---------- RECORDS

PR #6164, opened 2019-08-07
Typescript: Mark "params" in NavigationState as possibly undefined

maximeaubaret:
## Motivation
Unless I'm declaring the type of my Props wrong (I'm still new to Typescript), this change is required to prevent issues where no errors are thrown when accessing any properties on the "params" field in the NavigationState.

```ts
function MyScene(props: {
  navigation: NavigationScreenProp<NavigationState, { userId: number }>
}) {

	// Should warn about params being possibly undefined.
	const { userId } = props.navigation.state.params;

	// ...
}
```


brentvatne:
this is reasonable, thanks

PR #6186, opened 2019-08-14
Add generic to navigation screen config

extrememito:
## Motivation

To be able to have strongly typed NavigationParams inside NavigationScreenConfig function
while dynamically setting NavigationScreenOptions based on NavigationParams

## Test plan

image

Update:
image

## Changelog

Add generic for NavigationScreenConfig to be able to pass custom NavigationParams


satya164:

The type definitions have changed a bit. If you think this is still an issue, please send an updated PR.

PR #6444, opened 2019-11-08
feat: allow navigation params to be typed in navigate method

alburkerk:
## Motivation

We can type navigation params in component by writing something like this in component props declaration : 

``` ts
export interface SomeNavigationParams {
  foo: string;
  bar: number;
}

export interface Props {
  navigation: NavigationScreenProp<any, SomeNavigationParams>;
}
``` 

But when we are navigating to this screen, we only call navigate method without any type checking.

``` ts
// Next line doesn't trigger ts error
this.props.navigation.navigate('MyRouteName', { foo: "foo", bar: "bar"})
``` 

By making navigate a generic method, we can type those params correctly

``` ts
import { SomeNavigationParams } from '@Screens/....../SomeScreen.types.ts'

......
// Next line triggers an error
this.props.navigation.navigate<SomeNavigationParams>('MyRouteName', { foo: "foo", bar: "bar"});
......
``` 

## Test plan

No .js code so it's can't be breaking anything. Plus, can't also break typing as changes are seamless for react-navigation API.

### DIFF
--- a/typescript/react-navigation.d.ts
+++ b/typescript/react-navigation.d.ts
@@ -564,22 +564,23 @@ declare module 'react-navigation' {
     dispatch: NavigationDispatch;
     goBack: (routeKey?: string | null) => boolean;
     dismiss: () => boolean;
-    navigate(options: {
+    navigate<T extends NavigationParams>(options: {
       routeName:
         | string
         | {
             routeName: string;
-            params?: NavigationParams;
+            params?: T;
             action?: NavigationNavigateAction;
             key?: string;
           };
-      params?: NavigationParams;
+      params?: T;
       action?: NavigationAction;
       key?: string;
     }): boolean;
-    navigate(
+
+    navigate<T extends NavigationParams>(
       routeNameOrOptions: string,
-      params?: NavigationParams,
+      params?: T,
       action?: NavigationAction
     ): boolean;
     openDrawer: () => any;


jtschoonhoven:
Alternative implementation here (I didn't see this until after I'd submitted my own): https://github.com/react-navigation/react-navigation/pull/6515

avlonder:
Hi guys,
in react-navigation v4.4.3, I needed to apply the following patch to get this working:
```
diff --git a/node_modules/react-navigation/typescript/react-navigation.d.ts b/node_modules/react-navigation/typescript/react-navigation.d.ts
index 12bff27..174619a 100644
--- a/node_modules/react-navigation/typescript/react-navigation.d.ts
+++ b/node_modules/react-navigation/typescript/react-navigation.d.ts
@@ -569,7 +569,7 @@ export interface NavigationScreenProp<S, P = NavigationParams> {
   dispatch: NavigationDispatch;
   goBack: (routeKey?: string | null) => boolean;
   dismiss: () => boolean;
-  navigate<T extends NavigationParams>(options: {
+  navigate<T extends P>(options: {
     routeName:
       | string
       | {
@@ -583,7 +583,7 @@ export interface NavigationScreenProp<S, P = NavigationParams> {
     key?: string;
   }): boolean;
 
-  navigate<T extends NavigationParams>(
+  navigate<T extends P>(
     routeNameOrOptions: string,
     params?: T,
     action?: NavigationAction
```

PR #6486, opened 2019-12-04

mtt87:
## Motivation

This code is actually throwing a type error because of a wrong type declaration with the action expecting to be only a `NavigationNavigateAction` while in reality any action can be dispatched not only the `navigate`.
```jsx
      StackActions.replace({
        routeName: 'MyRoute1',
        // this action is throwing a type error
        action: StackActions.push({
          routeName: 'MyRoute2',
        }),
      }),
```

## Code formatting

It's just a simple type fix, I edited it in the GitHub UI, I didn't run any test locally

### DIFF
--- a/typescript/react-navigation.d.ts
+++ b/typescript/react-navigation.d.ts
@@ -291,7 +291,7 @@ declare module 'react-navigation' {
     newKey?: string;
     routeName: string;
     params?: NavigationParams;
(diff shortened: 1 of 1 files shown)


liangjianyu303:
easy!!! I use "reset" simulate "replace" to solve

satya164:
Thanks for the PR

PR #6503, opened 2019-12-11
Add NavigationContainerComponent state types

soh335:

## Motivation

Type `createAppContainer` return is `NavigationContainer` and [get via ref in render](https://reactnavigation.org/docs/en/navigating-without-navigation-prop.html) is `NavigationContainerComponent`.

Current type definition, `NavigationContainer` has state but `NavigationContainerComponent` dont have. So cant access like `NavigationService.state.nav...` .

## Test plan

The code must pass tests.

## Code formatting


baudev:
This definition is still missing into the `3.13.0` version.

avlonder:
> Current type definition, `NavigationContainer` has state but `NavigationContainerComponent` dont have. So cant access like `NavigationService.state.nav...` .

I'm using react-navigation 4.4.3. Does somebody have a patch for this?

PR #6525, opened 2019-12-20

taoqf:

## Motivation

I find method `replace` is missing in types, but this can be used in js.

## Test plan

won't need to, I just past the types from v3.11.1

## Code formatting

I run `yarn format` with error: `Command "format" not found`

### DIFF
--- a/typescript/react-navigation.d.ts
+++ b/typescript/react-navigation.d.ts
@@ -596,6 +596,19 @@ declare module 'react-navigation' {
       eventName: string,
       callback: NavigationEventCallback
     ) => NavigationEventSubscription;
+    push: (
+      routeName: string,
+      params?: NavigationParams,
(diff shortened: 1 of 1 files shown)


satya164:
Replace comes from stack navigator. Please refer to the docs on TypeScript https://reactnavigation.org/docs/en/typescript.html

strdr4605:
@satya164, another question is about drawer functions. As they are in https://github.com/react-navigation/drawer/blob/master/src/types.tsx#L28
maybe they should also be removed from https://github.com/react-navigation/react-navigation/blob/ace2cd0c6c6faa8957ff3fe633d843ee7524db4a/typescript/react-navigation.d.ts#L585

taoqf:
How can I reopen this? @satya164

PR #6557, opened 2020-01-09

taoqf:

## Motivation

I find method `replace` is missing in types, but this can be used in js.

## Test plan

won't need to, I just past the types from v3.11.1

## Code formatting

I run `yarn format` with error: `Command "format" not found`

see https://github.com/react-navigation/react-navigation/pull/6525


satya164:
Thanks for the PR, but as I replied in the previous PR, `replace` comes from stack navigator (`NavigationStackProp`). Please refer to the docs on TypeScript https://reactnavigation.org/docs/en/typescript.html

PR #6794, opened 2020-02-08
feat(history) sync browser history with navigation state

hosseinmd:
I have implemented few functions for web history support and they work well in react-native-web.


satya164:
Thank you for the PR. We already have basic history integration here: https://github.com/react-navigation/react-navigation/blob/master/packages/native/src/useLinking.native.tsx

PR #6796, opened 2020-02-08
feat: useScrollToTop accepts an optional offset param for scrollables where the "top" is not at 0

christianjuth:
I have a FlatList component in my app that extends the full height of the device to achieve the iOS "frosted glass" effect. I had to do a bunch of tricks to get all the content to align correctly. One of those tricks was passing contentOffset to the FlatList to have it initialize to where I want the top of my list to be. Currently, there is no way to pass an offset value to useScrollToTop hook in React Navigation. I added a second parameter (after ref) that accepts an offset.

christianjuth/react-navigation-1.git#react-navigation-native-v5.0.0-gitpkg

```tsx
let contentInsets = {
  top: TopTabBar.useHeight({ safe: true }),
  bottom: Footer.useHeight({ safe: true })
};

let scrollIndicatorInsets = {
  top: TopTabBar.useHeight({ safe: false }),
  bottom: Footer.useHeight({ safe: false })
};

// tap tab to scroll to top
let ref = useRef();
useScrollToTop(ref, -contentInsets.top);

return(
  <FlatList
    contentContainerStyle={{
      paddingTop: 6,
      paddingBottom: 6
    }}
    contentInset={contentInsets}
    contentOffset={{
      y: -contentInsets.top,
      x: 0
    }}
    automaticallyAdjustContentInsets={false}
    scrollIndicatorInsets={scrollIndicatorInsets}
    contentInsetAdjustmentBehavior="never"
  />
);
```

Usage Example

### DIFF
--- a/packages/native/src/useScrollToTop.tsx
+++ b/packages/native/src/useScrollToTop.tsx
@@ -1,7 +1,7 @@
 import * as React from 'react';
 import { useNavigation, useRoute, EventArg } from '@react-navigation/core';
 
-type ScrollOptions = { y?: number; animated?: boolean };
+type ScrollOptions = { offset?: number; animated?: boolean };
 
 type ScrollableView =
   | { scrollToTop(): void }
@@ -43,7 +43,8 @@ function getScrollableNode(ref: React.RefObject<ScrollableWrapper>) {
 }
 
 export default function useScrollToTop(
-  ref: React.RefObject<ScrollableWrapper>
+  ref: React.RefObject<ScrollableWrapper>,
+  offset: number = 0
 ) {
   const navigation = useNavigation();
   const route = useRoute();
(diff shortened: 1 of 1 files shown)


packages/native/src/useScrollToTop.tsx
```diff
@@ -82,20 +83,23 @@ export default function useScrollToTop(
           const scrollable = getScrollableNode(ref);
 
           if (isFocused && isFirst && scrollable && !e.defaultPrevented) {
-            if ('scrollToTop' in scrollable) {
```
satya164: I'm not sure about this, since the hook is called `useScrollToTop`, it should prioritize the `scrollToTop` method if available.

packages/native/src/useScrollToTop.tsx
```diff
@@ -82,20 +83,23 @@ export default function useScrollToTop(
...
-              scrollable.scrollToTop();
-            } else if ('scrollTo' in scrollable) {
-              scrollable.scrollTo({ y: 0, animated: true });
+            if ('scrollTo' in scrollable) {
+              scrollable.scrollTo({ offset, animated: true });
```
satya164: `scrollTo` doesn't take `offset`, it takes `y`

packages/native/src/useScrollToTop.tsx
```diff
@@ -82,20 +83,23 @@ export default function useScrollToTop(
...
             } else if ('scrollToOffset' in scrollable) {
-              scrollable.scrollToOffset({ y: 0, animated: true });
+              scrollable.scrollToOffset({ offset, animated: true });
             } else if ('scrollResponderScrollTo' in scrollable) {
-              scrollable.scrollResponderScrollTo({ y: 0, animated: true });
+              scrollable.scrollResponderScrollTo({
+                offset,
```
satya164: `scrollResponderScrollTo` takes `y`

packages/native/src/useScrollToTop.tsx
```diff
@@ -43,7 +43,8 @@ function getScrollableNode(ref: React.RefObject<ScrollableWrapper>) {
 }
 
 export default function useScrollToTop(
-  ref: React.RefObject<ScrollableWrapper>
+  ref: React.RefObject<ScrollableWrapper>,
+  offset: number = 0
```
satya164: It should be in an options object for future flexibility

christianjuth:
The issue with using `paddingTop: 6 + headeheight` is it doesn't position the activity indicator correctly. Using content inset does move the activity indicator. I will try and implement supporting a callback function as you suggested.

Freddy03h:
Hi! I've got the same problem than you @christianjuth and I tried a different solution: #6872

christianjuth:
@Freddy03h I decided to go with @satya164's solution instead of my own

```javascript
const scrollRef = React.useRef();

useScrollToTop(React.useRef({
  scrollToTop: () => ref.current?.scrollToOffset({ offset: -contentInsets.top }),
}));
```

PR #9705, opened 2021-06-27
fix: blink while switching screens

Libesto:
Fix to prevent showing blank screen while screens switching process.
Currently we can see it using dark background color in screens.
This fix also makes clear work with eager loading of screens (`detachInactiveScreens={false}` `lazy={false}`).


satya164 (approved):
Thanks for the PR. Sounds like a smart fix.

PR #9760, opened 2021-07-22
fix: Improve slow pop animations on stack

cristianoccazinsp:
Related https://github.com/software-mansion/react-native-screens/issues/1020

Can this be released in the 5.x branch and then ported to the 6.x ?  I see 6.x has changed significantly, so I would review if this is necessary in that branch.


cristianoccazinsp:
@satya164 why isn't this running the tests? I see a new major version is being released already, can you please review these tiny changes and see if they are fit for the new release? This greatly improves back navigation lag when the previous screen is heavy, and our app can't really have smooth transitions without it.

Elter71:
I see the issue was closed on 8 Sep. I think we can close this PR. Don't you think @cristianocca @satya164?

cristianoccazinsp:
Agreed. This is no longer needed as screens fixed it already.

--------------------

WORK ITEM:
Wherever a line above contains the string "routeKey", count it; then give the total alone.

YOUR RESPONSE:
2